* Work order: Within the records below, how many lines hold the word "updated"? Only the number should be returned.
##### Input data #####
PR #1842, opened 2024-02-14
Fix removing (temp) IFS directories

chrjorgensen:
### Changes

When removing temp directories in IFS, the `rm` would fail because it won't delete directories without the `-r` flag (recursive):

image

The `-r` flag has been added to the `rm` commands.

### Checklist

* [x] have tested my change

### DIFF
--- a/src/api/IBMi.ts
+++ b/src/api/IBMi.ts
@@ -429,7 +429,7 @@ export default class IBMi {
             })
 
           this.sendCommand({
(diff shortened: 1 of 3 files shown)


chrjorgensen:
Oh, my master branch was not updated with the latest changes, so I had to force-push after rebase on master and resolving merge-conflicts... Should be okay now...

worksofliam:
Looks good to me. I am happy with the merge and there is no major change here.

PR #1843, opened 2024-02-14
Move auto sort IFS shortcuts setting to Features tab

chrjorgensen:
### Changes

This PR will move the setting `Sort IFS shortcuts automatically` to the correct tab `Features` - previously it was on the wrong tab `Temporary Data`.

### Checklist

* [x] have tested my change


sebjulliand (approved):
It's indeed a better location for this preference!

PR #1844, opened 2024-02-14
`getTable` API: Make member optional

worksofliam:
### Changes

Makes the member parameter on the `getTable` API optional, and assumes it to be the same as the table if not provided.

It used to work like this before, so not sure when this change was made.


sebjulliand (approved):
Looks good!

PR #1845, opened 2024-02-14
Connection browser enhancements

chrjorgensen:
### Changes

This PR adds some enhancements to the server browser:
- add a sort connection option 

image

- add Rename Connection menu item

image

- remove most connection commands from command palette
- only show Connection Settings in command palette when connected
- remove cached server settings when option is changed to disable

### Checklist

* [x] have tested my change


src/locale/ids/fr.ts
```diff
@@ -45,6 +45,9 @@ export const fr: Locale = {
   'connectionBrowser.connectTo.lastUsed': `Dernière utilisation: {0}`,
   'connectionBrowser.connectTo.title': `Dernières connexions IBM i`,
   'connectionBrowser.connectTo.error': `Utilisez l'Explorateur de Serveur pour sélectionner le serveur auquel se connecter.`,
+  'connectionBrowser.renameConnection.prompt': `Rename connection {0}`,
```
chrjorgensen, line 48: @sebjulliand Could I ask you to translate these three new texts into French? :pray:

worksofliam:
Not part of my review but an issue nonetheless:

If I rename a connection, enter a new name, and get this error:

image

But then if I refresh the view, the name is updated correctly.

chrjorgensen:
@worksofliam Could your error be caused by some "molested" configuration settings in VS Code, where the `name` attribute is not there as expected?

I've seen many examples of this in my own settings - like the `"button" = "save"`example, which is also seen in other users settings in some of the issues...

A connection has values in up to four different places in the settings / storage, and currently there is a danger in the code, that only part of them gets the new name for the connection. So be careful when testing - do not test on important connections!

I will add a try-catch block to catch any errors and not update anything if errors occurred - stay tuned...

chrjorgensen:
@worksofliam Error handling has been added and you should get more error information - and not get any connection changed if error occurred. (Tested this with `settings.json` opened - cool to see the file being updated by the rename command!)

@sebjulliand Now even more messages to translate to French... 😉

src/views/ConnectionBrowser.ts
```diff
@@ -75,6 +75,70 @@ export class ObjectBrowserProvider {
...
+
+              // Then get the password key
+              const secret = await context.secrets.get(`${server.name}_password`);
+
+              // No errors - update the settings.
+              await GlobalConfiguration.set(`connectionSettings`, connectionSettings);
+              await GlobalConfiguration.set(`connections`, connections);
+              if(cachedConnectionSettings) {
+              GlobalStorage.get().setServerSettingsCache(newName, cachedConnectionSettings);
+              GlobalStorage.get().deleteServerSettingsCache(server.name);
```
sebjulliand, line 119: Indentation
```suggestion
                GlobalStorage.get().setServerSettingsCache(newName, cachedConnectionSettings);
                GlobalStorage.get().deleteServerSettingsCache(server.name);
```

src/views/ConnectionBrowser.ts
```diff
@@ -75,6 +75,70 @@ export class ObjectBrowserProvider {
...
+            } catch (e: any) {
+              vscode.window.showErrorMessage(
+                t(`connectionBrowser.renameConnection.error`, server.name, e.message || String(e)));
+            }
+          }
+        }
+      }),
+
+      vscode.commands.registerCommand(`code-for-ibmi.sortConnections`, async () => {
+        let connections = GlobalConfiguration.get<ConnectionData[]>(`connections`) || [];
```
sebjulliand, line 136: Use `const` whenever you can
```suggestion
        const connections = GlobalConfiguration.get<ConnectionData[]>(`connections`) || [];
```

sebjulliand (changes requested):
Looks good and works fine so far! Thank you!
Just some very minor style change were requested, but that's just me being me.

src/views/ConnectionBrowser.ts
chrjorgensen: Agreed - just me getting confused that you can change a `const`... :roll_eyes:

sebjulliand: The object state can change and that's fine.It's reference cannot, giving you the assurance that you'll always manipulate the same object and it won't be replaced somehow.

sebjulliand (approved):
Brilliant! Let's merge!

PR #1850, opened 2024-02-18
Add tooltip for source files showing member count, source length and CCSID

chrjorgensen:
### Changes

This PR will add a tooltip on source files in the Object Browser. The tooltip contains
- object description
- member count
#####
* Output of the task: 3